The main target was Instagram. But, instead of targeting Instagram itself, they went after an Open Source library called Mozjpeg or Mozilla JPEG encoder.
Checkpoint setup an awesome fuzzing lab, just using the standard AFL (American Fuzzy Loop) to do the job. From one day of fuzzing on 30 CPUs, they found 400 'unique' bugs.
The first CVE, is a pretty simple integer overflow in the dimension parsing. When finding the amount of dynamic memory to allocate, the following is called malloc(width*height*output_component), where output_component is just a bunch of values depending on the type of image encoding. Both the width, weight and output_component are alterable by the use.

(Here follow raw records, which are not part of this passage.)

PR #16252, opened 2019-03-18
Support resolve health groups

eddumelendez:

### DIFF
--- a/spring-boot-project/spring-boot-actuator/src/main/java/org/springframework/boot/actuate/health/DefaultHealthIndicatorRegistry.java
+++ b/spring-boot-project/spring-boot-actuator/src/main/java/org/springframework/boot/actuate/health/DefaultHealthIndicatorRegistry.java
@@ -18,7 +18,9 @@ package org.springframework.boot.actuate.health;
 
 import java.util.Collections;
 import java.util.LinkedHashMap;
+import java.util.List;
 import java.util.Map;
+import java.util.stream.Collectors;
 
 import org.springframework.util.Assert;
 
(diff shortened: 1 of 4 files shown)


wilkinsona:
Thanks for the PR, @eddumelendez. This seems to be taking a different approach to the one described in [this comment](
https://github.com/spring-projects/spring-boot/issues/14022#issuecomment-412039697). If you tried the approach described there, can you please let us know why it didn't work out and why you chose this approach instead?

eddumelendez:
sorry for the delay @wilkinsona. I had in mind the approach discussed in the issue which I can understand is not reflected into this PR. But, this is an initial draft indeed, this PR is missing the configuration through `application.properties`. Hope this part is ok so I can proceed with the missing parts.

wilkinsona:
Thanks, @eddumelendez. I am struggling to understand how the configuration of health indicator groups will map onto the changes that you have proposed thus far. For example, I had not expected the health endpoint to have an operation that takes a list of components added to it. Instead, we had anticipated that each configured group would result in a new composite health indicator being created:

> We then thought that `CompositeHealthIndicator` could be reused and created with all the health indicators in the group. One gotcha that @philwebb identified is that these composite health indicators that represent a group will need to be hidden from the main health check otherwise any grouped indicators would be called twice for a single check.

snicoll:
@eddumelendez I've made quite some progress (see https://github.com/spring-projects/spring-boot/issues/14022) and this draft hasn't moved in a while so I am closing it now. If you have time to look at the current proposal, your feedback is more than welcome. Thanks for the PR, in any case!

Issue #13627, opened 2018-07-01
Support WebExceptionHandler in @WebFluxTest


hantsy:
`@WebMvcTest` worked well with `@ExceptionHandler`. But `@WebFluxTest` ignores it at all and throw exceptions in the background, I created an post on stackoverflow before to describe it.

https://stackoverflow.com/questions/48162730/how-to-test-exception-with-webfluxtest

related codes: https://github.com/hantsy/angular-spring-reactive-sample/blob/master/server/src/test/java/com/example/demo/PostControllerTest.java#L112-L123

alimate:
@mbhave Does the `WebFluxTest` support the exception handlers?

PR #16266, opened 2019-03-19
Import ErrorWebFluxAutoConfiguration with @WebFluxTest

### LINKED ISSUE #16258: @WebFluxTest Doesn't Import the ErrorWebFluxAutoConfiguration
Synopsis
---
As I was experimenting with the `@WebFluxTest`s to test Reactive controllers, I noticed that the provided test _auto-configurations_ do not import the default `ErrorWebExceptionHandler`, so the following test would fail:
```java
@AutoConfigureErrors
@RunWith(SpringRunner.class)
@WebFluxTest(PersonController.class)
public class ReactiveWebApplicationTests {

    @Autowired private WebTestClient webClient;

    @Test
    public void personName_CanNotBeBlank() {
        webClient.post().uri("/persons")
                .contentType(MediaType.APPLICATION_JSON_UTF8)
                .syncBody("{}")
                .exchange()
                .expectStatus().isBadRequest()
                .expectBody()
                    .jsonPath("$.errors[0].code").isEqualTo("name.blank");
    }
}
```

This can be easily fixed just by importing the `ErrorWebFluxAutoConfiguration`:
```java
@AutoConfigureErrors
@RunWith(SpringRunner.class)
@WebFluxTest(PersonController.class)
@ImportAutoConfiguration(ErrorWebFluxAutoConfiguration.class)
public class ReactiveWebApplicationTests {

    @Autowired private WebTestClient webClient;

    @Test
    public void personName_CanNotBeBlank() {
        webClient.post().uri("/persons")
                .contentType(MediaType.APPLICATION_JSON_UTF8)
                .syncBody("{}")
                .exchange()
                .expectStatus().isBadRequest()
                .expectBody()
                    .jsonPath("$.errors[0].code").isEqualTo("name.blank");
    }
}
```

Suggestion
---
Although the problem is so easy to fix, that'd be great if we import the default auto-configuration automatically. For example by adding an `AutoConfigureErrorWebFlux` annotation.

Related Issues
---
Apparently supporting `WebExceptionHandler`s was added in #13627 but the default auto-configuration is missing from the `WebFluxTest`.

alimate:
It's worth mentioning that the imported auto-configuration will register a bean of type `ErrorWebExceptionHandler` if there is no such bean already in the application context. So in order to provide a custom handler, we need to register a bean of type `ErrorWebExceptionHandler`, not the `WebExceptionHandler`.

Closes #16258
Related Issue #13627


spring-boot-project/spring-boot-test-autoconfigure/src/test/java/org/springframework/boot/test/autoconfigure/web/reactive/webclient/ExampleWebExceptionHandler.java
```diff
@@ -27,9 +29,11 @@
  * Example {@link WebExceptionHandler} used with {@link WebFluxTest} tests.
  *
  * @author Madhura Bhave
+ * @author Ali Dehghani
  */
 @Component
-public class ExampleWebExceptionHandler implements WebExceptionHandler {
+@ConditionalOnProperty(name = "custom-error-handler.enable")
```
mbhave: @alimate Could you explain why this change is necessary?

alimate: @mbhave Apparently, As part of the #13627, We support the `WebExceptionHandler`s in `WebFluxTest`s. As far as I know, this behavior is inconsistent (Please correct me if I'm wrong) with when we run Spring Boot applications manually. In the latter scenario, we should register a bean of type `ErrorWebExxceptionHandler` to disable the default error handling and use a custom approach for error handling.

Basically, here I'm implementing the `ErrorWebExceptionHandler` interface to align error handling in automatic and manual testing scenarios.

 Also, I'm registering this new handler conditionally to test both of the following:
 - When there no `ErrorWebExceptionHandler` registered, the default provided by the `ErrorWebFluxAutoConfiguration` should be used.
 - Otherwise, the default one should be discarded and our custom `ErrorWebExceptionHandler` should be used.

mbhave: Thanks for the explanation. I think we'd still want to keep the `WebExceptionHandler` to make sure that those get [picked up](https://github.com/spring-projects/spring-boot/blob/master/spring-boot-project/spring-boot-test-autoconfigure/src/main/java/org/springframework/boot/test/autoconfigure/web/reactive/WebFluxTypeExcludeFilter.java#L53) by `@WebFluxTest`. For testing that the `ErrorWebFluxAutoConfiguration` is imported, the test that you've added in `WebFluxTestAutoConfigurationIntegrationTests` should suffice. 

Let's see what @bclozel thinks.

alimate: I've created a sample repo for this inconsistent behaviour
https://github.com/alimate/webflux-Inconsistency

bclozel: This is not a case of `ErrorWebExceptionHandler` vs. `WebExceptionHandler`, since `ErrorWebExceptionHandler` is extending `WebExceptionHandler` after all.

This is more about the ordering of the beans - by default Spring Boot configures the `ErrorWebExceptionHandler` instance at order `-1` to make sure to handle errors before the `WebExceptionHandler` provided by Spring WebFlux.

An application can still configure a `WebExceptionHandler` earlier to process errors before the handler provided by Spring Boot.

In short, I agree with @mbhave and the `@ConditionalOnProperty` change is not necessary.

alimate: @bclozel Thanks. So instead of registering the `ExampleWebExceptionHandler` as a `Component`, we're better off registering it manually using a `@Bean` with different `Order`s, right?

alimate: Anyway, I removed the `Component` and `ConditionalOnProperty` annotations from the `ExampleWebExceptionHandler`. 

Instead, register the exception handler using a `@Bean` with different priorities to test the fact that `WebExceptionHandler`s with appropriate `Order`s would be called before the default handler provided by the `ErrorWebFluxAutoConfiguration`.

What do you guys think? @bclozel @mbhave

mbhave: @alimate I don't think we need to change anything related to `ExampleWebExceptionHandler`. The fact that a `WebExceptionHandler` can be configured with a higher precedence than the one provided by Spring Boot doesn't need to be tested in a test for `@WebFluxTest`. This issue is about ensuring that `ErrorWebFluxAutoConfiguration` is imported by `@WebFluxTest` and I think the only tests you need to change for that are `WebFluxTestAutoConfigurationIntegrationTests`.

alimate: @mbhave OK. I'm reverting back some of the changes 👍

snicoll:
@alimate thank you for making your first contribution to Spring Boot. This is now merged in `2.1.x` and `master` with [a polish commit](https://github.com/spring-projects/spring-boot/commit/090f5f539710bd80995768a4a6decc8f6cb33550) as one test was still failing.

PR #16269, opened 2019-03-20
Use the latest DTD declaration for Checkstyle

izeye:
This PR changes to use the latest DTD declaration for Checkstyle as follows:

- https://github.com/checkstyle/checkstyle/blob/master/config/checkstyle_checks.xml#L2-L4
- https://github.com/checkstyle/checkstyle/blob/master/config/suppressions.xml#L3-L5


snicoll:
To the point as always. Thanks again @izeye!

PR #16275, opened 2019-03-20
Introduce Sticky health indicator

fvlad:
Hi,

We have lots of microservices running in K8s on production and and we use their /health endpoints to check whether everything is OK or not. Sometimes we have issues that that some health dependency gets broken (for example a temporal problem with a database) and the whole health of the service goes DOWN. This is the desired behaviour for most of the health indicators, but for some of them a DOWN health indicator should not stop traffic coming to the service, as the dependency might not be very important. But I would still like to have those health indicators, so that at least on startup I can be sure that some connection and credentials are defined correct.

The idea behind this PR is to be able to define a list of those special health indicators with some configuration like this: `management.health.status.sticky[0]=myindicator`. Sticky health indicator must get UP at least once (on startup), and then it will always stay UP. In case the original health indicator goes to DOWN or any other, the status is still shown UP, but original status and original details are provided inside the details.

I can add more tests and reactive health indicators support if needed.
WDYT?


wilkinsona:
Thanks for the proposal. I think we'd prefer to tackle this slightly differently by allowing health indicators to be grouped. This would allow, for example, a group for liveness checks and a group for readiness checks. This change is being tracked by #14022 and we hope to include it in 2.2.0. Thanks anyway.

Issue #16184, opened 2019-03-09
Skip lazy initialization of beans that explicitly set the lazy attribute to false


jhaeyaert:
Hi,

The suspected issue described below is related to the version 2.2.0.M1 of Spring Boot.

It appears that the management endpoints are not reachable when using the new lazy initialization feature with actuator endpoints exposed on another port than the default one.

Steps to reproduce :

- Create a new project from spring initializr with the new Spring Boot 2.2.0.M1 version
- Add Reactive Web and Actuator dependencies
- Set the properties `management.server.port=8081` and `spring.main.lazy-initialization=true`

Hit the endpoint `http://localhost:8081/actuator/health` and you'll get a connection refused.

Switch off the lazy initialization and the actuator endpoints will be back again. 
Note that actuator endpoints are working correctly if I switch on the lazy initialization and do not change the management port.

Is something I didn't understand or is there a little bug in the lazy initialization feature ?

By the way, thank you for this feature that I have been waiting for a long time!

wilkinsona:
Thanks for trying out the milestone. This sounds like a bug to me. We caught a similar one that switched off DevTools restart just before we released but this one slipped through.

wilkinsona:
Adding the following bean to your app should work around the problem for now:

```java
@Bean
static BeanFactoryPostProcessor ensureEagerManagementServerInitializationPostProcessor() {
	return (beanFactory) -> {
		String namePrefix = ManagementContextAutoConfiguration.class.getName() + "$";
		for (String definitionName : beanFactory.getBeanDefinitionNames()) {
			if (definitionName.startsWith(namePrefix)) {
				beanFactory.getBeanDefinition(definitionName).setLazyInit(false);
			}
		}
	};
}
```

This will ensure that the logic that creates the child context for the management server is not lazy and that the server is created and started.

There's a secondary problem here. The beans in the separate management context that's used when the management port does not match the server port are all initialised eagerly. They should be lazy like the main context so that the server is created and listening for requests but, for example, the endpoints are not created until a request is received.

tkvangorder:
Is it possible to skip any bean definitions that explicitly set their lazy attribute to false? `@Lazy(false)`

philwebb:
@tkvangorder That's a really nice idea, but I think we might need a framework change to be able to do it. Currently `AbstractBeanDefinition.lazyInit` is a `boolean` so we don't know if the value is `false` because that's the default, or if it's because `setLazyInit` has been called.

[...]

PR #16279, opened 2019-03-21
Allow eager init to be enforced

hcassus:
Enable eager init when spring.main.lazy-initialization is set to true.

When enabling spring.main.lazy-initialization, the ability to control
individual components to be eagerly initialized is lost.

This PR aims to allow granular configuration in both default init
strategies by doing the following:
    - **@Lazy** or **@Lazy(value=true)** annotated beans are always initialized lazily
    - **@Lazy(value=false)** annotated beans are always initialized eagerly
    - Non-annotated beans follow the default initialization strategy
      configured by spring.main.lazy-initialization

### DIFF
--- a/spring-boot-project/spring-boot/src/main/java/org/springframework/boot/SpringApplication.java
+++ b/spring-boot-project/spring-boot/src/main/java/org/springframework/boot/SpringApplication.java
@@ -16,23 +16,8 @@
 
 package org.springframework.boot;
 
-import java.lang.reflect.Constructor;
-import java.security.AccessControlException;
-import java.util.ArrayList;
-import java.util.Arrays;
-import java.util.Collection;
-import java.util.Collections;
-import java.util.HashMap;
-import java.util.HashSet;
-import java.util.LinkedHashSet;
-import java.util.List;
-import java.util.Map;
-import java.util.Properties;
-import java.util.Set;
-
 import org.apache.commons.logging.Log;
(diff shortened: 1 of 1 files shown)


pivotal-issuemaster:
@hcassus Please sign the [Contributor License Agreement](https://cla.pivotal.io/sign/spring?repositoryId=spring-projects/spring-boot&pullRequestId=16279)!

[Click here](https://cla.pivotal.io/sync/spring?repositoryId=spring-projects/spring-boot&pullRequestId=16279) to manually synchronize the status of this Pull Request.

pivotal-issuemaster:
@hcassus Thank you for signing the [Contributor License Agreement](https://cla.pivotal.io/sign/spring?repositoryId=spring-projects/spring-boot&pullRequestId=16279)!

mbhave:
@hcassus thanks for the PR but I think we'd want to solve this slightly differently. There are other ways of setting the lazy attribute on the bean definition so just looking at the value of the annotation might be a bit limiting. There is some discussion about how we can make this a more general strategy [here](https://github.com/spring-projects/spring-boot/issues/16184#issuecomment-473063764).

hcassus:
Thanks for the feedback @mbhave :)
The intention was to have a starting point, and it's nice the discussion was already moving in the direction of selectively defining the init strategy. 
I'll keep following the discussion

mbhave:
cool, I'll go ahead and close this one then.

Because both width and height are 32 bit integers, the call writes only 32 bits into a register for the size! This means that we can cause an integer overflow and allocate very little data, while still being able to write a substantial amount of data! Wow, what a great bug :)

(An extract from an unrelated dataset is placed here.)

Issue #16849, opened 2019-05-14
Flyway and Liquibase auto configurations require DataSource bean to be declared


L00kian:
Hello,

`LiquibaseAutoConfiguration` and `FlywayAutoConfiguration` both require `DataSource` bean to be declared. However both configurations allow to explicitly define datasource properties which would create one anyway.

The data, from the image, is then copied in line by line (width*output_component with height as the maximum index). However, how do we exploit this? This LARGE copy is known as a WildCopy bug and can be hard to exploit, as there is an immense amount of data being written.
There are three questions mentioned for exploiting WildCopy Bugs:
- Can we control (even partially) the content of the data we are corrupting with?
- Can we control the length of the data we are corrupting with?
- Can we control the size of the allocated chunk we overflow?
In this case, the data was straight from the image (controllable), the
height is used as an iterator for
width * output_component and we control the size COMPLETELY.
How do we exploit this though? There are a few ways to go about this large editing:
- Race condition on heap allocations to other threads
- A STOP condition, prior to hitting unmapped memory
- Overwrite function pointer that is used on each iteration of the loop
In this situation, this was using one thread and they couldn't find a stopping condition. But, they did find a function pointer (on the heap) being called on each iteration:
jpeg_read_scanlines.
The function jpeg_read_scanlines calls process_data_simple_main, which then ALSO has two function calls to virtual function pointers within it. The cinfo struct ALSO holds many, many function pointers. From one of these pointers, we can override a function pointer to get code execution.
After this, are some details on how memory is managed in both jemalloc and Mozjpeg. All in all, fancy heap grooming is done in order to put our cinfo struct directly after our integer overflowed pointer.
In the end, they mention ACTUALLY putting this into use. Different file format have slightly different quirks and things... Dealing with the customization from Instagram was a hurdle they were not able to climb. Although, this appears to be exploitable, with some more effort.
Some takeaways/thoughts:
- Wild Copy integer overflows are exploitable, you just need some very special circumstances to line up in order to make it possible.
- Good explanation of the heap grooming; definitely a good thing to read on your own.
- Simple bugs live in the most important things. Just find a target and attack :) Don't be shy!